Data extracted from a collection
PR #199, opened 2018-10-31
[#161544768]:Get assets using serial number or asset code

nelmandela:
### What does this PR do?

 •Allows user to get assets using serial_number or asset_code

  •Add a queryset in the ManageAssetViewSet

  Navigate to assets endpoint `http://127.0.0.1:8000/api/v1/manage-assets/?asset_code=`

### Relevant PT stories:

[#161544768](https://www.pivotaltracker.com/story/show/161544768)

### Screenshots

screen shot 2018-11-06 at 15 17 58


egichuri:
@nelmandela i believe this should be for `/assets/` not `/manage-assets/`

egichuri:
@nelmandela what's the holdup here?

nelmandela:
> @egichuri we were working on a couple of errors we were experiencing but its done now

egichuri:
@nelmandela which errors?

api/views.py
```diff
@@ -90,7 +90,15 @@ class AssetViewSet(ModelViewSet):
...
+        has_filter = False
+        for field in self.request.query_params:
+            if field == 'serial_number' or field == 'asset_code':
+                query_filter[field] = self.request.query_params.get(field)
+                has_filter = True
+        
+        queryset = Asset.objects.filter(assigned_to=asset_assignee, **query_filter) if\
+            has_filter else Asset.objects.filter(assigned_to=asset_assignee)
 
         return queryset
```
egichuri: we can break this instead of using a one-liner for readability.
```
if has_filter:
    return Asset.objects.filter(assigned_to=asset_assignee, **query_filter)

return Asset.objects.filter(assigned_to=asset_assignee)
```

nelmandela:
@egichuri first we were unable to fetch assets using `asset_url` that worked but then it wasn't getting all assets assigned to the logged in user.we've been unable to figure out why that is happening but we discovered its only happening on my end @kmazi works fine

api/views.py
nelmandela: on it

nelmandela:
@egichuri done

api/views.py
```diff
@@ -95,7 +95,18 @@ class AssetViewSet(ModelViewSet):
...
         asset_assignee = AssetAssignee.objects.filter(user=user).first()
-        queryset = Asset.objects.filter(assigned_to=asset_assignee)
+        query_filter = {}
+        has_filter = False
+        for field in self.request.query_params:
+            if field == 'serial_number' or field == 'asset_code':
+                query_filter[field] = self.request.query_params.get(field)
+                has_filter = True
+
+        queryset = Asset.objects.filter(assigned_to=asset_assignee, **query_filter)
```
egichuri: i believe we should include ` **query_filter` only if `has_filter ` is `True`

and 1 last change.. we should allow security users to query this endpoint for all assets. ie if it's a security user making the request they can see assets belonging to other users (we shouldn't check `assigned_to ` for requests from security users)

nelmandela: alright

PR #284, opened 2015-03-23
Add new method Client.call which takes a Request.t

### LINKED ISSUE #281: Add generic execute Request.t function to Cohttp_async.Client
The current client interface does not allow one to exercise full control over the headers that are sent. This is limiting. For example, if one wants to send requests to the AWS S3 API one must create a [signed hash the contains all headers prior to transmission] (http://docs.aws.amazon.com/AmazonS3/latest/API/sig-v4-header-based-auth.html). It is not possible to do this with the current, Client interface, because headers are added after the user's call. I could imagine other situations where it is desirable to construct a Request.t and then send it.

I would propose a call that takes a Request.t and executes it. I am happy to submit a pull request for this if you all like this idea. Suggested signature:
```ocaml
val call :
   ?interrupt:unit Deferred.t ->
   ?body:Body.t ->
   Request.t ->
   (Response.t * Body.t) Deferred.t
```

trevorsummerssmith:
** Interface breaking change **

The old Client.call is renamed to Client.call_infer_encoding.
The new method is what you send is what you get -- no headers
are added/removed or edited.

Closes #281

### DIFF
--- a/async/cohttp_async.ml
+++ b/async/cohttp_async.ml
@@ -155,26 +155,9 @@ end
 
 module Client = struct
 
-  let call ?interrupt ?headers ?(chunked=false) ?(body=`Empty) meth uri =
-    (* Figure out an appropriate transfer encoding *)
-    let req =
-      match chunked with
-      | false ->
-          Body.disable_chunked_encoding body
-          >>| fun (body, body_length) ->
-          Request.make_for_client ?headers ~chunked ~body_length meth uri
-      | true -> begin
-          Body.is_empty body
-          >>| function
-          | true -> (* Dont used chunked encoding with an empty body *)
-            Request.make_for_client ?headers ~chunked:false ~body_length:0L meth uri
-          | false -> (* Use chunked encoding if there is a body *)
-            Request.make_for_client ?headers ~chunked:true meth uri
-      end
-    in
-    req >>= fun req ->
+  let request ?interrupt ?(body=`Empty) req =
     (* Connect to the remote side *)
-    Net.connect_uri ?interrupt uri
+    Net.connect_uri ?interrupt (Request.(req.uri))
     >>= fun (ic,oc) ->
     Request.write (fun writer -> Body.write Request.write_body body writer) req oc
     >>= fun () ->
@@ -191,6 +174,26 @@ module Client = struct
           Deferred.all_ignore [Reader.close ic; Writer.close oc]
         );
         res, `Pipe rd
+
+  let call ?interrupt ?headers ?(chunked=false) ?(body=`Empty) meth uri =
+    (* Create a request, then make the request.
+       Figure out an appropriate transfer encoding *)
+    let req =
+      match chunked with
+      | false ->
+          Body.disable_chunked_encoding body
+          >>| fun (body, body_length) ->
+          Request.make_for_client ?headers ~chunked ~body_length meth uri
+      | true -> begin
+          Body.is_empty body
+          >>| function
+          | true -> (* Dont used chunked encoding with an empty body *)
+            Request.make_for_client ?headers ~chunked:false ~body_length:0L meth uri
+          | false -> (* Use chunked encoding if there is a body *)
+            Request.make_for_client ?headers ~chunked:true meth uri
+      end
+    in
+    req >>= fun req -> request ?interrupt ~body req
 
   let get ?interrupt ?headers uri =
     call ?interrupt ?headers ~chunked:false `GET uri
--- a/async/cohttp_async.mli
+++ b/async/cohttp_async.mli
@@ -52,6 +52,25 @@ end
 
 module Client : sig
 
+  (** Send an HTTP request with an arbitrary body
+      The request is sent as-is. *)
+  val request :
+    ?interrupt:unit Deferred.t ->
+    ?body:Body.t ->
+    Request.t ->
+    (Response.t * Body.t) Deferred.t
+
+  (** Send an HTTP request with arbitrary method and a body
+      Infers the transfer encoding *)
+  val call :
+    ?interrupt:unit Deferred.t ->
+    ?headers:Cohttp.Header.t ->
+    ?chunked:bool ->
+    ?body:Body.t ->
+    Cohttp.Code.meth ->
+    Uri.t ->
+    (Response.t * Body.t) Deferred.t
+
   (** Send an HTTP GET request *)
   val get :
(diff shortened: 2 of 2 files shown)


trevorsummerssmith:
I didn't add any tests because 1) it seems that there's not much unit test coverage in the codebase already and 2) It seems you want to get this added asap and 3) all the current client tests now call through this function.

I'd be happy to add a more complete test (of the style already in the codebase) soon. I was thinking a simple AWS S3 get example would be exemplary, however it would require dependencies on something with a sha256 so that's actually not such a good idea.

Let me know your thoughts. Thanks.

trevorsummerssmith:
The build failed due to the test taking over 50 minutes. It didn't appear to be due to the pull request.

rgrinberg:
Looks good but is it possible to think of a name other than call to avoid the interface breakage? Leave `call` as is and use another name. @avsm @dbuenzli what do you think?

avsm:
Why not just add an optional label onto `call` to disable the coding detection?  That would be an interface breakage, but much easier to fix up.

avsm:
> however it would require dependencies on something with a sha256 so that's actually not such a good idea.

You can grab this from `nocrypto`, which is fine to have as a test-only dependency in cohttp. (it's used in the pure OCaml TLS stack as well)

rgrinberg:
I'm not such a fan of adding more optional arguments because we already have plenty and they're not really aesthetically pleasing when used this much IMHO. Also, there's no default value here that makes sense anyway and we're only choosing one to avoid breakage.

Regardless, I'm interested to hear what others have to say.

trevorsummerssmith:
@rgrinberg As a contributor I agree with your take.

For what it's worth -- I think it is bad to have generic names mean something specific.

There's not a clear generic name (call, exec, do_request) to share with both the current `call` and this new `call`. If you were to do a multi-release break we could have this release keep `call` as `call`, have the new function be named `call_new` or something else that is clear, then next release go with `call` and `call_infer_encoding`.

dbuenzli:
Sorry I don't have a clear view of the API here, it would be nice to publish the ocamldoc somewhere (whichever state it may be in) to make it easier to have a browsable bird's eye view over it. But IIUC the optional arguments would be mutually exclusive no ? So you'd have to check them for consistency an raise `invalid_arg` if they are inconsistant which seems a little bit silly (if that's really the case).  

From a non HTTP-expert user point of view (and not having these things in my mind at the moment) I find `call_infer_encoding` more confusing that clarifying. I would simply keep the old one as `call` and name the new one `call_with_request`. The names may not be perfect but from a user's point of view their signature make it clear what both functions require from you and you don't break compat (if that's important).

dbuenzli:
And maybe `call_uri` could be added as a synonym for `call` and `call` be deprecated.

dbuenzli:
And then maybe ponder `call_with_request` vs `call_request` to be more regular with `call_uri`.

trevorsummerssmith:
@dbuenzil I like that idea `call_uri` and `call_request`. I dislike having `call` do some other things but be the most simple function.

avsm:
I'm pretty torn here.  The issue with HTTP is that it's intrinsically a very complex protocol with a loose specification, and there are many combinations of valid APIs that might work for different endpoints. In this particular case, `call` is currently doing the right thing by figuring out the right transfer encoding headers.  But then we have a case of an endpoint API in Amazon that forbids proxies and the (perfectly valid) addition of extra headers!

With additional optional arguments to `call`, we can specify various quirks that most callers will not care about.  In this case, the only thing that `call` does is to figure out transfer encoding before serialising the request, and so having an optional argument lets us drop down to "bare" behaviour where it does nothing special.  I guess we could have a `direct_call` function that always guarantees that it does nothing else other than a serialisation, and have that invoked by the existing `call` logic.

I wonder what this API will look like with the addition of HTTP2... at least body handling will be simpler!

dbuenzli:
@avsm It seems to me that this quite fits the `call_uri` and `call_request` idea, in the sense that "calling an `uri`" can be seen as a higher-level concept (i.e. the library will do more for you), than using a raw `Request.t` value (from what I see from this PR). In any case if you prefer to keep `call` I'm not very fond of `direct_call` and would prefer `raw_call`.

dbuenzli:
@avsm Actually I'm not sure I understood your point. Is it that you'd prefer to have `call` and `{raw,direct}_call` to make sure that casual users prefer to use `call` because it will do the right thing(tm) most of the time ? If that's the case then I think that's a good point and that this scheme should be preferred.

rgrinberg:
@avsm I agree with the sentiment but I don't see how it supports adding an optional argument rather than a new call. Daniel also points that some optional arguments can be mutually exclusive. For example, `?chunked` and a potential `?infer_encoding` argument. You could change `?chunked` to be some sort of variant to better represent the options but that's adding more breakage that a new call will simply avoid.

I have no preference between `direct_call`, `raw_call`, and `call_request` (please no `with`s anywhere)

trevorsummerssmith:
The `direct_call/raw_call/call_request` and `call` I support. Someone make a final decision here and I'll resend the pull request.

fxfactorial:
@trevorsummerssmith I just tried your code and for whatever reason I also was getting compilation errors. (silly question, did you add that code on a fresh clone of cohttp?) In any case I did basically the same thing on a branch and got to talking to s3, so that's nice. I can give the pull request too if desired.

trevorsummerssmith:
@fxfactorial what were the errors?

With this pull request, and any pull request, you can see where the pull request was created by looking at the commit. The parent of this commit is 7f2d04bd3d69b18038feb2838ec9aed326027552, which still appears to be most recent.

If you look at the [Travis log](https://s3.amazonaws.com/archive.travis-ci.org/jobs/55478911/log.txt) you will that the reason it failed is because it took longer than 50 minutes.

fxfactorial:
@trevorsummerssmith Sorry, I don't have them left, I was getting them when using opam pin add and having opam try to compile the package.

trevorsummerssmith:
@avsm Pushed amended commit with new naming. Once this PR, and #290 are merged in #281 should be able to be closed with the semantics you discuss in #281 for both functions. I will add the s3 example later today.

avsm:
@trevorsummerssmith looks perfect, thanks! If you push your S3 test, I'll merge it after adding an Lwt equivalent and testing them both.

avsm:
(Would also be good if @rgrinberg could ack the semantics I described in #281 before merging)

PR #288, opened 2015-03-25
Add curl like -X, --request param to cohttp curl

rgrinberg:
Allows to set http methods on requests


rgrinberg:
Merging as this isn't too controversial

avsm:
lgtm!

PR #290, opened 2015-03-28
Supplying a `content-range` header in any client request overrides any other encoding preference.

avsm:
Previously, the `~encoding` label took precedence, which could be
overridden by intermediate calls like `Request.make_for_client`.
Now, the client-supplied headers always take effect over anything
else.

Partially addresses #281

### DIFF
--- a/CHANGES
+++ b/CHANGES
@@ -8,7 +8,7 @@ Compatibility breaking interface changes:
   to make outgoing connections. (#274)
 
 New features and bug fixes:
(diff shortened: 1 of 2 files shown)


rgrinberg:
+1 looks good. IMO we should consider getting rid of the encoding field altogether and control it solely through the headers.

Also, we really need some tests for all of this

avsm:
The encoding field was there for convenience, so that could be subsumed by `Header` helper functions to generate appropriate ones.

PR #292, opened 2015-03-29
Add Header_io.write

rgrinberg:
Reduce copy pasting between request and response


rgrinberg:
Merging as this just gets rid of simple code duplication

avsm:
+1

PR #293, opened 2015-03-29
Basic multipart support for lwt client

rgrinberg:
- Doesn't support JS
- Doesn't support multipart/mixed
- Doesn't do base64/whatever encoding

The curl support was mostly added to help me test.

But is good enough for my own needs for now. Feedback welcome.


avsm:
Deferring to 0.18.0 until there are tests included.

PR #294, opened 2015-03-29
Add async client example s3_cp

trevorsummerssmith:
Showcases real world usage of the async client library to access
AWS S3. This requires a dependency on nocrypto. This has been added
to _oasis and merlin.

This got to be much larger than I was hoping so feel free to let me know that this is a bit off the deep end and you all want something different. I thought about it for a while though and do think this represents simple usage of the api, even though the file is longer than I would have liked.

There's a few "compat" functions in there. I'm going to open a few tickets in the relevant projects to see if there is interest in adding functionality that will address those needs (or if I'm missing something). Hopefully some of that will lighten the code length a bit.

Eager to hear your thoughts!


_oasis
```diff
@@ -327,6 +327,15 @@ Executable "async-hello-world"
   Install:            false
   BuildDepends:       cohttp, cohttp.async
 
+Executable "async-s3-cp"
+  Path:               examples/async
+  MainIs:             s3_cp.ml
+  Build$:             flag(async)
```
rgrinberg: We should probably have another flag for this.

examples/async/s3_cp.ml
```diff
@@ -0,0 +1,390 @@
...
+    (* Core.Std.Time doesn't have a format function that takes a timezone *)
+    let d, s = Time.to_date_ofday ~zone:Time.Zone.utc t in
+    let open Core.Span.Parts in
+    let {hr; min; sec; _} = Time.Ofday.to_parts s in
+    Printf.sprintf "%sT%.2d%.2d%.2dZ"
+      (Date.to_string_iso8601_basic d) hr min sec
+end
+
+type region = [
+  | `ap_northeast_1 (* Asia Pacific (Tokyo) *)
```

● Brief
Transcribe, exactly as written, all lines of the entries above from the first to the one containing "in the ManageAssetViewSet", and no more.

● Answer space
PR #199, opened 2018-10-31
[#161544768]:Get assets using serial number or asset code

nelmandela:
### What does this PR do?

 •Allows user to get assets using serial_number or asset_code

  •Add a queryset in the ManageAssetViewSet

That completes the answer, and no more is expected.